Os autores alertam ainda para problema do uso de antibióticos em animais utilizados para alimentação. Lembram que essa prática comum realmente aumenta o potencial de desenvolvimento de microorganismos zoonóticos resistentes a medicamentos. Estes são capazes de se espalhar rapidamente em populações animais e, depois, humanas.

Eles explicam que o que torna indispensável o uso de antibióticos, bem como seu uso excessivo, é o fato de as instalações são lotadas e sujas. Com isso, permitem que as infecções se espalhem facilmente.

Além disso, usa-se esses medicamentos de forma profilática (preventiva) em animais saudáveis com o intuito de prevenir infecções ou promover o ganho de peso.

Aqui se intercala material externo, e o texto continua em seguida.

PR #11520, opened 2024-05-09
Allow absolute path mismatch when getting virtual folder info

gnattu:
We have historically required the path stored in the database to exactly match the actual path on the filesystem to retrieve virtual folder information, dating back to the Emby era. However, this approach can cause issues when symbolic links are involved, as the link path may differ from the actual pointed path. To address this, allow matching based solely on the folder name when absolute path checking fails, mitigating such problems.

I have no idea why this works previously for 10.8 as @joshuaboniface said. The mismatching path should never worked as the code is from emby. 

**Changes**

- allow matching based solely on the folder name when absolute path checking fails for `GetVirtualFolders`

**Issues**

Fixes jellyfin/jellyfin-web#4945 Although I don't understand why it worked for 10.8

### DIFF
--- a/Emby.Server.Implementations/Library/LibraryManager.cs
+++ b/Emby.Server.Implementations/Library/LibraryManager.cs
@@ -1152,11 +1152,11 @@ namespace Emby.Server.Implementations.Library
             var refreshQueue = includeRefreshState ? ProviderManager.GetRefreshQueue() : null;
 
             return _fileSystem.GetDirectoryPaths(_configurationManager.ApplicationPaths.DefaultUserViewsPath)
-                .Select(dir => GetVirtualFolderInfo(dir, topLibraryFolders, refreshQueue))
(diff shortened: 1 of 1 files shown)


Shadowghost (approved):

Emby.Server.Implementations/Library/LibraryManager.cs
```diff
@@ -1184,6 +1184,12 @@ private VirtualFolderInfo GetVirtualFolderInfo(string dir, List<BaseItem> allCol
             };
 
             var libraryFolder = allCollectionFolders.FirstOrDefault(i => string.Equals(i.Path, dir, StringComparison.OrdinalIgnoreCase));
+            if (libraryFolder is null && allowAbsolutePathMismatch)
+            {
+                _logger.LogWarning("Absolute path does not match any virtual folder, guessing from folder name");
```
TimGels, line 1189: Does it show somewhere in the log which path this is warning about?

gnattu:
Closing for now as it seems not needed.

Essa prática !pode induzir o surgimento de bactérias resistentes, que não respondem mais ao tratamento com antibióticos”, eles alertam. “Este fenômeno representa um dos maiores perigos à saúde pública, dificultando o controle de zoonoses”.

Poluição e contaminação

Para os autores, o sistema de produção de alimentos de origem animal não é sustentável.

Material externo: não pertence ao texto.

PR #11523, opened 2024-05-09
Default to not extract lyrics

gnattu:
Such operations require filesystem write permissions and should not be set as default. Users should be required to explicitly enable them.

**Changes**

Default value for  `SaveLyricsWithMedia` is now`false`

The `SaveSubtitlesWithMedia` should also default to `false`, but this change is postponed to 10.10

**Issues**

### DIFF
--- a/MediaBrowser.Model/Configuration/LibraryOptions.cs
+++ b/MediaBrowser.Model/Configuration/LibraryOptions.cs
@@ -20,8 +20,8 @@ namespace MediaBrowser.Model.Configuration
 
             AutomaticallyAddToCollection = false;
             EnablePhotos = true;
-            SaveSubtitlesWithMedia = true;
-            SaveLyricsWithMedia = true;
+            SaveSubtitlesWithMedia = false;
+            SaveLyricsWithMedia = false;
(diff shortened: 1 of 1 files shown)


crobibero (approved):

Shadowghost (approved):

nielsvanvelzen:
The `SaveSubtitlesWithMedia` option has been set to `true` since we forked. Changing this now is not a "regression" fix and should therefor be postponed to 10.10.

The `SaveLyricsWithMedia` option is new in 10.9 and the default behavior was mirrored from the subtitle one. While I understand that it will automatically enable the option for existing libraries, it's not that difficult to manually disable. I'd agree with changing this option for 10.9 though.

However, I don't see a pull request for jellyfin-web. Which must also be updated with the new defaults.

jumoog:
Maybe leave it `true` and disable it when write errors occur?

gnattu:
> Maybe leave it `true` and disable it when write errors occur?

This is not for error handling. Enabling such option by default should never happen in the first place. Functions that alter the media folder should not be enabled by default, and it was a mistake to do so for the past 5 years.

“Em verdade, traz problemas ambientais, inclusive para animais selvagens das proximidades e de saúde, também, para comunidades vizinhas. A densidade de suas instalações oferece maior potencial para poluição do ar, da água e da terra nas áreas próximas, perda de biodiversidade, erosão, desmatamento, emissão de gases que aumentam o efeito estufa etc.”

Os autores apontam ainda o descarte do estrume desses animais, cuja reprodução em massa é provocada pelos humanos. “O estrume animal, quando manejado incorretamente, representa uma ameaça à saúde humana e ao meio ambiente”.

“Os poluentes potenciais associados aos dejetos animais incluem nutrientes (amônia, nitrogênio etc.), matéria orgânica, patógenos, antibióticos, oligoelementos (arsênio e cobre) etc. que afetam diretamente a saúde humana”.

Diante desse cenário – cuja é complexidade é bem maior e é explorada no artigo, – em que os humanos, ao prejudicarem os animais, prejudicam a si mesmos, os autores argumentam que “a vulnerabilidade animal é também nossa vulnerabilidade”.

Eles advertem que “permanecendo neste errático comportamento, inclusive com mudanças climáticas cada vez mais acentuadas, estar-se-á caminhando para uma elevação do risco de doenças, sobretudo zoonoses pandêmicas, com repercussões inimagináveis. E, surpreendendo-se como se nada pudesse ser evitado”.